Αποδοτική επεξεργασία ερωτημάτων κατάταξης στο map / reduce

View/ Open
Abstract
The present Thesis aims to process efficiently ranked queries (also known as Top-K) by the Map/Reduce method. In applications that manage huge volumes of data, the execution of computations or Top-K queries must be carried out in a distributed way, as well as with parallel processing so that it will be quick and efficient. In order to achieve that, the Hadoop system and the Map/Reduce programming model were used in distributed environments. The major advantages of Hadoop in the development of distributed applications is the parallel data processing in a set of cluster nodes, as well as the capability to manage machine failures, while the system detects the tasks that have failed and reroutes them to other nodes of the cluster.

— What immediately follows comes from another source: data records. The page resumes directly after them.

PR #56, opened 2021-04-14
Sending mail completion of a request

burnout87:
The first implementation currently does not support the evaluation of a long request.

A test has been provided which starts a local smtpd server that only acknowledges the ending of an email and then discards those, without actually forwarding it to the receiver.

smtp server settings can be configured, along with the sender email address to be used. These will vary on the deployment


burnout87:
- An email is sent in case of query concluded with the status 'done' or 'failed', at the moment, the email text is quite standard, just mentioning that the request was completed with the relative state
- Within the configurations the following parameters can be set:
  - smtp_server (eg localhost)
  - sender_mail (eg 'team@odahub.io')
  - cc_receivers_mail (eg ['team@odahub.io'] )
  - smtp_port (eg 1025)
  - mail_password
- The receiver email address is extracted from the user token
- From the user token also a threshold time duration that, if exceeded, will trigger the email sending (a default value is applied otherwise)
- Some tests is also there, for that purpose a simple local smtp server is started (this only acknowledge the fact that the email has been sent, this is not actually the forwarded)
- As already discussed, depending on the deployment, smtp server will vary

I am not entirely sure on how the _async_  case should be handled, I guess I will udnerstand soon

volodymyrss (changes requested):
Thanks! The added functionalities are useful.

However, several things were missing from our request which made the required use case logic unclear:

We really care about sending email when user is not interactively engaged with the platform. Right now, you'll send the email when a little bit longer interactive request, i.e. longer execution of `run_query`. In practice, this can never really be too long to justify email on `done`. Also interactive user can just see the error returned, no need to send an email. And if the request is interrupted, the connection will break and email will not be sent.

We really care about sending email on completion for very long requests, like > 30min, since these are the requests which are likely to be non-interactive.

I noted it briefly in [here](https://github.com/oda-hub/dispatcher-app/issues/20#issuecomment-818565648) but it was not sufficiently clear, sorry.

So, we really need to send an email on `callback` call, when job is done or failed.

In addition, we would want to send an email (additionally configurable) on `failed` and  `new` request of any kind. This will allow user to come back to the request. This particular function might end up as a lot of emails, so it's better be extra configurable, and we need to be a bit careful. But they are needed.

If you want, in  this PR we can close on basic email functionality, and deal with necessary async (callback, job handling)  features after.
Or we can continue here.

cdci_data_analysis/analysis/tokenHelper.py
```diff
@@ -12,6 +13,16 @@
     return decoded_token['name'] if 'name' in decoded_token else ''
 
 
+def get_token_user_mail(decoded_token):
+    # extract user
+    return decoded_token['sub'] if 'sub' in decoded_token else ''
+
+
+def get_token_user_threshold_mail(decoded_token):
+    # extract user
```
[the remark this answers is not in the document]
burnout87: Yes indeed

cdci_data_analysis/analysis/products.py
```diff
@@ -152,6 +152,21 @@
         self.status_dictionary['comment'] = str(comment)
         self.status_dictionary['warning'] = str(warning)
 
+    def set_status_warning(self, warning):
```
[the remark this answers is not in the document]
burnout87: I simply wanted to have the possibility to change a single entry, but it makes actually have those enclosed in a single one, 5 small ones is actually a bit redundant

cdci_data_analysis/analysis/tokenHelper.py
```diff
@@ -12,6 +13,16 @@
     return decoded_token['name'] if 'name' in decoded_token else ''
 
 
+def get_token_user_mail(decoded_token):
+    # extract user
+    return decoded_token['sub'] if 'sub' in decoded_token else ''
+
+
+def get_token_user_threshold_mail(decoded_token):
```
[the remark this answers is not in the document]
burnout87: the threshold_mail is a parameter included within the user token, it is used to set a time limit threshold that if exceeded will trigger the email sending, it is to cover the case of very long requests (eg > 30min)

burnout87:
> Thanks! The added functionalities are useful.
> 
> However, several things were missing from our request which made the required use case logic unclear:
> 
> We really care about sending email when user is not interactively engaged with the platform. Right now, you'll send the email when a little bit longer interactive request, i.e. longer execution of `run_query`. In practice, this can never really be too long to justify email on `done`. Also interactive user can just see the error returned, no need to send an email. And if the request is interrupted, the connection will break and email will not be sent.
> 
> We really care about sending email on completion for very long requests, like > 30min, since these are the requests which are likely to be non-interactive.
> 
> I noted it briefly in [here](https://github.com/oda-hub/dispatcher-app/issues/20#issuecomment-818565648) but it was not sufficiently clear, sorry.
> 
> So, we really need to send an email on `callback` call, when job is done or failed.
> 
> In addition, we would want to send an email (additionally configurable) on `failed` and `new` request of any kind. This will allow user to come back to the request. This particular function might end up as a lot of emails, so it's better be extra configurable, and we need to be a bit careful. But they are needed.
> 
> If you want, in this PR we can close on basic email functionality, and deal with necessary async (callback, job handling) features after.
> Or we can continue here.

Thanks for the comments, I am now focusing on the async side of this feature. I realize it is taking me a bit more than I was expected, and I will have more questions since it is a part of the dispatcher I haven't used much yet.

Wat kind of extra-configuration would you see as ecessary?

volodymyrss:
> 
> Wat kind of extra-configuration would you see as ecessary?

I would say two kind of email preferences:

* if email is sent on done (if timeout is satisfied, which can be 0)
* if email is sent when new job is created. Actually this happens when backend responds "submitted" which is returned to the client.

burnout87:
I was also forgetting if you are curious about the problem I was encountering with the subprocess creation, I put here the code I was trying to run but didn't succeed:

[https://github.com/oda-hub/dispatcher-app/blob/3c024cad60122be2d77acafd5c3ae5d6805bdfc0/tests/conftest.py#L58-L107](https://github.com/oda-hub/dispatcher-app/blob/3c024cad60122be2d77acafd5c3ae5d6805bdfc0/tests/conftest.py#L58-L107)

cdci_data_analysis/flask_app/app.py
```diff
@@ -201,7 +201,9 @@ def common_exception_payload():
 
     if payload['debug_mode'] == "yes":
         payload['config'] = {
-            'dispatcher-config': remove_nested_keys(app.config['conf'].as_dict(),  ['sentry_url', 'logstash_host', 'logstash_port', 'secret_key'])
+            'dispatcher-config': remove_nested_keys(app.config['conf'].as_dict(),
+                                                    ['sentry_url', 'logstash_host', 'logstash_port', 'secret_key',
+                                                     'mail_password',])
```
volodymyrss, line 206: mail_password is SMTP server password, yes? If yes, it's good to be specific - there are many other possible mail-related passwords. Also not all SMTP servers would need password, e.g. those running on localhost (and also as that used currently to send feedback) usually do not.

cdci_data_analysis/flask_app/dispatcher_query.py
```diff
@@ -502,8 +506,12 @@
         query_out = None
 
         _, self.config_data_server = self.set_config()
-        
-        job = job_factory(self.par_dic['instrument_name'],
+        instrument_name = time_request = ""
+        if 'instrument_name' in self.par_dic:
```
volodymyrss, line 510: you can use things like:

```python
instrument_name = self.par_dic.get('instrument_name', '')
```

which is reasonably readable and a lot shorter. 
Or you intentionally avoided it?

cdci_data_analysis/flask_app/dispatcher_query.py
```diff
@@ -526,11 +534,42 @@
...
         logger.warn('-----> set status to %s', status)
 
-        job.write_dataserver_status(
-            status_dictionary_value=status, full_dict=self.par_dic)
+        if self.is_email_to_send_callback(status):
+            try:
+                self.send_email(status,
+                                instrument=instrument_name,
+                                time_request=time_request)
+                self.par_dic['mail_status'] = 'mail sent'
```
volodymyrss, line 542: you use `par_dict` to store outcome of the request processing? will it not cause issues in some places, e.g. since `par_dict` is used to build `job_id`? In general `par_dict` was meant to be more or less the *input parameter dict*.

cdci_data_analysis/flask_app/dispatcher_query.py
```diff
@@ -526,11 +534,42 @@
...
+                self.logger.warning("query dismissed by token validation")
+                return resp
+            timeout_threshold_mail = tokenHelper.get_token_user_timeout_threshold_mail(self.decoded_token)
+            if timeout_threshold_mail is None:
+                # set it to the a default value, from the configuration
+                timeout_threshold_mail = self.app.config.get('conf').mail_sending_timeout_threshold
+            # in case the request was long and 'done'
+            # or if failed
+            # or when the job was created ('submitted')
+            return (duration_query > timeout_threshold_mail and status == 'done') or status == 'submitted' or status == 'failed'
```
volodymyrss, line 570: I am not sure `submitted` ever happens during callback, except perhaps due to an issue. Generally it will only happen during `run_analysis` request. So email might be sent in both calls.

cdci_data_analysis/flask_app/dispatcher_query.py
```diff
@@ -1255,9 +1285,79 @@
...
                                               off_line=off_line,
                                               api=api)
-
         return resp
 
+    def send_email(self, status="done",
+                   instrument="",
+                   time_request=""):
+        server = None
+        self.logger.info("Sending completion mail")
```
volodymyrss, line 1294: completeion or submission?

volodymyrss (changes requested):

cdci_data_analysis/flask_app/dispatcher_query.py
burnout87: Thanks I will use this approach, much better indeed

cdci_data_analysis/flask_app/dispatcher_query.py
burnout87: I thought about it, an alternative could be not to store anything, and just assume that the email was sent correctly. In case of problems, then additional information should be stored.

cdci_data_analysis/flask_app/app.py
burnout87: Thanks, will update!

cdci_data_analysis/flask_app/dispatcher_query.py
burnout87: What about storing this information inside the monitor of the job? In this way, the input list of parameter won't be affected, and the status of the email still logged

cdci_data_analysis/flask_app/dispatcher_query.py
burnout87: I will include also the case `submitted` for `run_analysis`

burnout87: For my understanding, we want to have an email when the query status becomes `submitted`? This happens here:
 [https://github.com/oda-hub/dispatcher-app/blob/b9191b653203859745117d008cc41de524d2d044/cdci_data_analysis/flask_app/dispatcher_query.py#L1195-L1205](https://github.com/oda-hub/dispatcher-app/blob/b9191b653203859745117d008cc41de524d2d044/cdci_data_analysis/flask_app/dispatcher_query.py#L1195-L1205)

So, afterwards, the user will be receiving updates by a number of `call_back` call?

cdci_data_analysis/flask_app/dispatcher_query.py
```diff
@@ -526,11 +542,47 @@
...
-        job.write_dataserver_status(
-            status_dictionary_value=status, full_dict=self.par_dic)
+        if self.is_email_to_send_callback(status):
+            try:
+                self.send_email(status,
+                                instrument=instrument_name,
+                                time_request=time_request)
+                job.write_dataserver_status(status_dictionary_value=status,
+                                            full_dict=self.par_dic,
+                                            email_status='email sent')
```
volodymyrss, line 552: nice, this is good approach!

cdci_data_analysis/flask_app/dispatcher_query.py
```diff
@@ -801,9 +853,11 @@
 
         if self.token is not None:
             try:
-                validate = self.validate_query_from_token()
-                if validate:
-                    pass
+                if self.validate_query_from_token():
```
volodymyrss, line 856: hm I missed befor, but still `(self, )` above here

cdci_data_analysis/flask_app/dispatcher_query.py
```diff
@@ -1174,6 +1216,19 @@
                     else:
                         query_new_status = 'submitted'
                         job.set_submitted()
+                        mail_sending_job_submitted = self.app.config.get('conf').mail_sending_job_submitted
```
volodymyrss, line 1219: I think this might be in the token too. Users may want to configure this possibility

cdci_data_analysis/flask_app/dispatcher_query.py
```diff
@@ -1174,6 +1216,19 @@
...
+                        # send submitted email
+                        if mail_sending_job_submitted:
+                            try:
+                                time_request = self.par_dic.get('time_request', '')
+                                self.send_email('submitted',
+                                                instrument=self.instrument.name,
+                                                time_request=time_request)
+                                # store an additional information about the sent email
+                                query_out.set_status_field('email_status', 'email sent')
+                            except MailNotSent as e:
```
volodymyrss, line 1229: we should be sure the problem is sent to sentry. we have to be certain to react on this

cdci_data_analysis/flask_app/dispatcher_query.py
```diff
@@ -1255,9 +1311,79 @@
                                               job_monitor=job_monitor,
                                               off_line=off_line,
                                               api=api)
-
         return resp
 
+    def send_email(self, status="done",
+                   instrument="",
+                   time_request="",
+                   products_url=""):
```
volodymyrss, line 1319: it will be provided later, yes?

burnout87: yes...on the way!

cdci_data_analysis/flask_app/dispatcher_query.py
burnout87: I will need some clarification on this

cdci_data_analysis/flask_app/dispatcher_query.py
burnout87: Will be included also in the token, along with all the email sending related parameters

tests/test-conf.yaml
```diff
@@ -4,7 +4,7 @@ dispatcher:
     dispatcher_url: 0.0.0.0
     dispatcher_port: 8001
     dispatcher_service_url: http://localhost:8001
-    sentry_url: "https://2ba7e5918358439485632251fa73658c@sentry.io/1467382"
+    sentry_url: "https://2703d13672264153a19e86f2cf5a415b@sentry.io/5729456"
```
volodymyrss: hm, did you accidentially store your real URL?

burnout87: yes, reverting now

volodymyrss: yes, but making a commit replacing it does not actually remove the token from the git history.

You will be always able to access it by specific commit, since history is preserved:

https://github.com/oda-hub/dispatcher-app/blob/117c0d82184cc6ab4ac86e2a96d7c9daa0773c8f/tests/test-conf.yaml

There are special tools to purge something from the entire tree, but it will require rewriting history, and a force-push, which is unfortunate.
Also, the token has already been exposed in the public, and there are robots specifically searching for these on github.
I think the safest and easiest way is to expire this particular token in the sentry interface, and create a new one.

tests/conftest.py
```diff
@@ -25,6 +25,88 @@ def app():
...
+    controller = Controller(handler, hostname='127.0.0.1', port=1025)
+    # Run the event loop in a separate thread
+    controller.start()
+
+    yield controller
+
+    print("will stop the mail server")
+    controller.stop()
+
+    # # with subprocess
```
volodymyrss, line 58: the asyncio version looks good to me, but you want to try also the subprocess one? maybe it is interesting, if so could you make another fixture out of it, with the same interface as the existing one? So we test it right away.

in principle subprocess was vital for server, since it is good to see the exact command used for running it.

tests/test-conf.yaml
```diff
@@ -8,3 +8,11 @@ dispatcher:
     logstash_host: 10.194.169.75
     logstash_port: 5001
     secret_key: 'secretkey_test'
+    smtp_server: 'localhost'
+    sender_mail: 'team@odahub.io'
+    cc_receivers_mail: ['team@odahub.io']
+    smtp_port: 1025
+    smtp_server_password: ''
+    mail_sending_timeout: True
+    mail_sending_timeout_threshold: 1800
```
volodymyrss, line 17: I would call it `mail_sending_timeout_default_threshold` for clarity. It's how it is used, yes?

Also, small suggestion, why not make another dict layer for mail, for example? There are quite many keys. It will be more readable.

volodymyrss: by the way, there is example config there in conf_dir, it would need to be updated, although it does not affect immediately any functionality:

https://github.com/oda-hub/dispatcher-app/blob/master/cdci_data_analysis/config_dir/conf_env.yml.example

tests/test_job_management.py
```diff
@@ -1,95 +1,253 @@
...
 
     print("response from run_analysis:", json.dumps(c.json(), indent=4))
 
     session_id = c.json()['session_id']
     job_id = c.json()['job_monitor']['job_id']
 
-    #TODO ensure it is submitted
-
     job_monitor_json_fn = f'scratch_sid_{session_id}_jid_{job_id}/job_monitor.json'
+    # the aliased version might have been created
```
volodymyrss, line 70: when I tested I assumed the area is empty, and alias is not created. It is true that it's better to ensure that, or workaround like you did.
I wonder if it is better to enforce this property, e.g. by setting some random parameter.
That way both path: aliased and not, would be tested clearly separately.
But I would not want this request to request extra work. Maybe lets add a TODO? What do you think?

tests/test_job_management.py
```diff
@@ -1,95 +1,253 @@
...
+        job_monitor_call_back_failed_json_fn_aliased)
+    assert c.status_code == 200
+    # read the json file
+    if os.path.exists(job_monitor_call_back_failed_json_fn):
+        f = open(job_monitor_call_back_failed_json_fn)
+    else:
+        f = open(job_monitor_call_back_failed_json_fn_aliased)
+
+    jdata = json.load(f)
+    assert jdata['email_status'] == 'email sent'
```
volodymyrss, line 160: could we make the smtp server fixture write the email in a file, read it here and verify it is as expected?

tests/conftest.py
```diff
@@ -25,6 +25,88 @@ def app():
...
+        async def handle_DATA(self, server, session, envelope):
+            try:
+                peer = session.peer
+                mail_from = envelope.mail_from
+                rcpt_tos = envelope.rcpt_tos
+                data = envelope.content
+                print(f"mail server: Receiving message from: {peer}")
+                print(f"mail server: Message addressed from: {mail_from}")
+                print(f"mail server: Message addressed to: {rcpt_tos}")
+                print(f"mail server: Message length : {len(data)}")
```
volodymyrss, line 42: here I would write to file and verify the content later in the test. Or maybe interpret from the output.

cdci_data_analysis/analysis/products.py
```diff
@@ -205,9 +208,10 @@
 
         if message is None:
             message = '%s' % message_prepend_str
-            message += 'failed: %s' % (failed_operation)
+            message += ' failed: %s' % (failed_operation)
             if extra_message is not None:
                 message += 'message: %s' % (extra_message)
+            message.strip()
```
volodymyrss, line 214: this does nothing, I guess you wanted message = message.strip()

volodymyrss (changes requested):

tests/conftest.py
burnout87: You can check now, a test with the subprocess is there, and the error is indeed generated

tests/test-conf.yaml
burnout87: good idea, configuration options are growing

tests/test_job_management.py
burnout87: One question: the reason why the aliased folder is created is only because there was already a folder created with the same session_id and job_id?

volodymyrss: only the same job_id is required. The purpose is that if there is already a running job, the user can re-attach to it. That URL we insert in the email will lead the user to the same request.
But session ID may change, if new browser window is started.
By the way, we should prevent aliasing between different authorized users:

https://github.com/oda-hub/dispatcher-app/issues/59

burnout87: Ok, I will add as a TODO, it is not strictly related to this PR

tests/test-conf.yaml
burnout87: I will just re-create the project...

volodymyrss: It's a known issue, many people end up doing it at some point. 
Recreating project does it, but sentry specifically supports expiring tokens for this or similar reasons.

tests/conftest.py
burnout87: @volodymyrss did you man age to reproduce the same error ?

tests/test_job_management.py
burnout87: It is an option. But it would work only within the specific context of this test ie using a localhost server. In a real context, we don't have the option to inspect log files generated from an SMTP server. 

An alternative would be to check that the email_status was written in the json output file...

volodymyrss: I mean precisely for the test, that's why I commented on the test code, sorry if I was unclear.

checking email_status would be also useful, but verifying content of the email as delivered to the smtp server, and stored by the test server, is useful, since email is delivered to the user, and needs to be well checked.

tests/conftest.py
burnout87: From the context of this fixture, there is no knowledge about the session_id nor the job_id, so the scratch folder for the specific test cannot be located (maybe some information can be extracted by inspecting the content of the mail, though this wouldn't be complete). 

Any idea?

Another approach would be to just write over another file inside the test folder, and perhaps move this inside the scratch folder at the end of the test...not very elegant, but it would work...what do you think?

volodymyrss: > Another approach would be to just write over another file inside the test folder, and perhaps move this inside the scratch folder at the end of the test...not very elegant, but it would work...what do you think?

This file is meant to represent the events/state of the SMTP  server. Test then verifies that the SMTP server got what it should.
So there is not reason why state of the SMTP server should be in scratch directory of a particular job. 
In fact, it would not be elegant if it was.
To avoid relying on a convention on the stored filename between conftest and tests,  I'd make the fixture report it's content as an attribute.
See how caplog fixture does it.

volodymyrss (approved):

burnout87:
Thanks

volodymyrss:
thanks to you!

In this way, the reliability is ensured in terms of software and it does not depend on the quality of the hardware. However, the most important shortcoming of the Map/Reduce in cases of ranked queries (Top-K) is that in order to extract the final result, it is obliged to read the whole amount of data, a procedure that is not efficient at all. This study, through the experimental part and the execution of three different algorithms, aims to show the disadvantages of the default operation of the Map/Reduce programming model in Top-K queries, as well as the recommended solution and the effective processing of such query types. Two of the major shortcomings that occur will be managed, namely the Early Termination and the Load Balancing.